To avoid frying your plants, start at 30–40cm away, watch them for 2–3 days, and move the light a little closer if they’re doing fine—keep repeating this process.
Don’t stress. Plants are super adaptable. The range between "burnt" and "unhappy-stretchy" is pretty wide, so trust your gut.
Run your circulator fan all day, every day. Plants need airflow to breathe! If it gets stuffy and still at night when nobody is around, plants can quickly start to suffer.
You might see lots of people blasting their plants with tons of fans on social media (thinking stronger wind makes for faster growth), but actually, one fan per room running indirectly—not aimed straight at the plants, and set to "low"—is more than enough. This won’t harm the plants’ health at all.
Start with just one fan, and add more only if you feel it’s necessary.
Watering habits should be totally different from traditional succulent care. If your air circulation is good, pots can dry out in less than a day even after full watering! This means water can run low fast, so place trays under your pots and fill them with water until they’re overflowing. It’s fine to refill the trays every day so they’re always topped up.
Wait, don’t succulents like it dry? Aren’t you supposed to water only after the soil dries out? Won’t they rot? It’s time to leave those old assumptions behind.
The very first change you’ll notice after starting LED management is that the leaves pull in, closing up tightly. This is a defensive reaction to stronger light—actually, it’s proof your LED bulb is working! If the leaves are splayed out and floppy, that’s a warning sign your light might be too weak.
You might also see the oldest outer leaves dry up and die—this means the plant is shedding old leaves to make new ones, which is actually a great sign.
Once your plant's rosette has closed up, water thoroughly and watch closely. In as little as a week, you’ll see new leaves emerging from the center and the rosette will start opening up again. You should see sturdy, slightly rosy new leaves—these are robust, nutrient-packed leaves that can handle strong light. Your goal: a healthy, beautiful, cool-looking plant absolutely full of these new leaves!
#Plants like slow-growing agaves or cacti that don’t change shape readily won’t exhibit such dramatic transformations. Before trying these "silent types," it’s a good idea to practice with easy-to-read echeverias first.
On the flip side, too much light can cause leaf burn. Signs may show up as soon as 1–2 days, so after setup or changing distances, check your plants daily for about three days.
Because strong LED light makes it hard to see true colors, it’s best to turn your LED off and inspect your plants in normal room light or daylight.

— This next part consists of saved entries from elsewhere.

PR #1553, opened 2026-08-26
Fix ActiveRecord::Deadlocked on registration sharing push

jesusbv:
## Description

concurrent pushes for the same system deadlocked in
RmtToRmtController#create, returning 500 to the RMT sibling
(returning 500 is not allowed on RMT)

- add the new the activations instead of replacing them all
  An unchanged re-push now writes nothing at all, so the
  common case takes no activation locks
  Query count drops from N + 5 to 4 regardless of activation count

- run the transaction at read committed, which takes record locks only
  This also gives the loser of the race condition a fresh read view after
  lock! returns; under repeatable read it would wait

- retry the whole transaction up to 3 times with jittered backoff as a backstop
  beause InnoDB rolls a victim back whole

This Fixes bsc#1274092

* Related Issue / Ticket / Trello card: [bsc#1274092](https://bugzilla.suse.com/show_bug.cgi?id=1274092)

## How to test 

have two systems with the same login accesing the update server

## Change Type

## Checklist

## Review


rjschwei (approved):

engines/registration_sharing/app/controllers/registration_sharing/rmt_to_rmt_controller.rb
```diff
@@ -3,32 +3,28 @@
...
-            service: product.service,
-            created_at: activation[:created_at]
-          )
-        end
+      attempts = 0
+      begin
+        attempts += 1
+        create_or_update_system
+      rescue ActiveRecord::Deadlocked, ActiveRecord::LockWaitTimeout => e
+        raise if attempts >= DEADLOCK_RETRIES
```
jcomello, line 20: Shouldn't we raise the error we rescue in the line above? 

```suggestion
        raise e if attempts >= DEADLOCK_RETRIES
```

engines/registration_sharing/app/controllers/registration_sharing/rmt_to_rmt_controller.rb
```diff
@@ -40,25 +36,64 @@ def destroy
     protected
 
     def fetch_system
-      System.find_or_create_by(
+      credentials = {
```
jcomello, line 39: This is not wrong, but since we're creating another hash with the same keys we could use the `Hash#slice` method instead of recreating.

```suggestion
      credentials = params.slice(:login, :password, :system_token)
```
Or, if you prefer:


```suggestion
      credentials = params.slice(%i[login password system_token])
```

engines/registration_sharing/spec/requests/registration_sharing/rmt_to_rmt_controller_spec.rb
```diff
@@ -4,6 +4,20 @@
 # rubocop:disable Metrics/ModuleLength
 module RegistrationSharing
   RSpec.describe RmtToRmtController, type: :request do
+    # the controller opens its transaction with an explicit isolation level, and
+    # ActiveRecord refuses that inside the transaction that wraps each example
+    # ("cannot set transaction isolation in a nested transaction"), so this file
+    # cleans up after itself instead
+    self.use_transactional_tests = false
+
+    after do
```
jcomello, line 13: Rspec wasn't cleaning the database after every test? Is is necessary?

engines/registration_sharing/spec/requests/registration_sharing/rmt_to_rmt_controller_spec.rb
```diff
@@ -220,6 +234,102 @@ module RegistrationSharing
...
+          raise error if calls <= failures
+
+          original.call(*args)
+        end
+      end
+
+      {
+        'a deadlock' => ActiveRecord::Deadlocked,
+        'a lock wait timeout' => ActiveRecord::LockWaitTimeout
+      }.each do |description, error_class|
```
jcomello, line 275: Personally I don't like this kind of approach because of two reasons:
- It makes difficult to know the test in case it fails
- Rspec already provide shared_examples to do this.

engines/registration_sharing/spec/requests/registration_sharing/rmt_to_rmt_controller_spec.rb
```diff
@@ -220,6 +234,102 @@ module RegistrationSharing
...
+      # raises on the first 'failures' calls, then behaves normally
+      def fail_first(error, failures)
+        calls = 0
+        allow(System).to receive(:find_or_create_by).and_wrap_original do |original, *args|
+          calls += 1
+          raise error if calls <= failures
+
+          original.call(*args)
+        end
+      end
```
jcomello, line 270: I might not understand it correctly, but it can hide if a test fails, doesn't it?

engines/registration_sharing/app/controllers/registration_sharing/rmt_to_rmt_controller.rb
```diff
@@ -40,25 +36,64 @@ def destroy
...
-        system_token: params.expect(:system_token)
-      )
+      System.find_by!(**credentials)
+    end
+
+    def create_or_update_system
+      # read_committed because under repeatable read the activations delete
+      # takes next-key locks covering the gaps a concurrent push then has to
+      # insert into; read_committed takes record locks only
+      System.transaction(isolation: :read_committed) do
```
jcomello, line 53: You're using System.transaction for a specific reason? Why not to use ActiveRecord::Base.transaction instead?

jcomello (commented):
Some questions and suggestions

engines/registration_sharing/spec/requests/registration_sharing/rmt_to_rmt_controller_spec.rb
jesusbv: if I dont, test failed

engines/registration_sharing/spec/requests/registration_sharing/rmt_to_rmt_controller_spec.rb
jesusbv: yes, I'm not a fan either, will use `shared_examples` which is also present on RMT, IIRC
(I blame claude)

engines/registration_sharing/spec/requests/registration_sharing/rmt_to_rmt_controller_spec.rb
jesusbv: I do not think so, I will double check again

engines/registration_sharing/app/controllers/registration_sharing/rmt_to_rmt_controller.rb
jesusbv: `system.lock!` creates or triggers `SELECT ... FOR UPDATE` through System's connection
On a different connection it would take the lock in a separate transaction

engines/registration_sharing/app/controllers/registration_sharing/rmt_to_rmt_controller.rb
jesusbv: yep, thought about that but that would generate a 

```ruby
ActionController::UnfilteredParameters: unable to convert unpermitted parameters to hash
```
i.e
```ruby
  1) RegistrationSharing::RmtToRmtController#create byos with correct credentials performs HTTP request successfully
     Failure/Error:
       post(
         '/api/regsharing',
         params: {
           login: login_byos,
           password: password,
           created_at: created_at,
           registered_at: registered_at,
           last_seen_at: last_seen_at,
           proxy_byos_mode: :byos,
           pubcloud_reg_code: pubcloud_reg_code,

     ActionController::UnfilteredParameters:
       unable to convert unpermitted parameters to hash
```
36 errors in our tests

same for 
```ruby
credentials = params.slice(:login, :password, :system_token)
```

and if I used any of those without `(**credentials)` but `(credentials)` that would also not work
```ruby
ActionController::Parameters {} permitted: false
```

jesusbv: now, `permit` would work i.e. 
```ruby
params.permit(:login, :password, :system_token)
```
but that would allow missing/absent keys, so if `system_token` is missing, it would search by `login` and `pass`
that is not unique by definition, see [here](https://github.com/SUSE/rmt/blob/rmt_3/db/schema.rb#L197)

now, we have changed that, making login unique per system but that change was introduced some time ago, meaning there could be systems in the DB using the previous non unique login and then that command would have unwanted consequences

jesusbv: to be explicit about using `permit`, we **potentially could** once we have purged all the systems from before the login unique change was introduced, again, potentially or we could be on the safe side and not thinking on changing this when purge and blablabla

engines/registration_sharing/app/controllers/registration_sharing/rmt_to_rmt_controller.rb
jesusbv: we do, bare `raise` inside a `rescue` block re-raises the same exception being handled in that block

engines/registration_sharing/app/controllers/registration_sharing/rmt_to_rmt_controller.rb
jcomello: the `permit` is not a good fit for this. To do that you'll need to use `.to_h`. Better keep the way we're now.

engines/registration_sharing/app/controllers/registration_sharing/rmt_to_rmt_controller.rb
jcomello: Ok, thanks

engines/registration_sharing/spec/requests/registration_sharing/rmt_to_rmt_controller_spec.rb
jcomello: This is weird because there `config.use_transactional_fixtures` is already set to `true` in `rails_helper`
In the future, we could consider using database cleaner or a similar library.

Leaf burn is when the surface of a leaf dries and collapses irreversibly. If the surface is still smooth and it’s just a little discolored, that’s "sunburn"—and actually, that’s what you want. If you’re worried you’ve gone too far (since sunburn is just a step before leaf burn), back off the light and see if things recover. If they do, you can try moving the light a bit closer again.
And finally, the topic no one likes…
Just because your plants are indoors doesn’t mean they’re safe from pests. Often, bugs hitch a ride in the soil. Fungus gnats and beetles can sometimes sneak inside and multiply, too.
At my place, whenever I spot beetles, I deal with them using Benika X Fine Spray. Besides that, it’s a good idea to proactively soak and disinfect your plants, or mix pests-preventing agents into your soil before bringing them inside.
So there you have it—a summary of tips for managing succulents with LED grow lights. I hope this helps anyone thinking, "I’m about to try using LEDs for the first time!"
By the way, I feel like this article could use a few more photos, so I’ll be updating this as I get the chance. There are so many fun projects going on that it’s hard to keep up, but I hope to share even more exciting content with you all soon!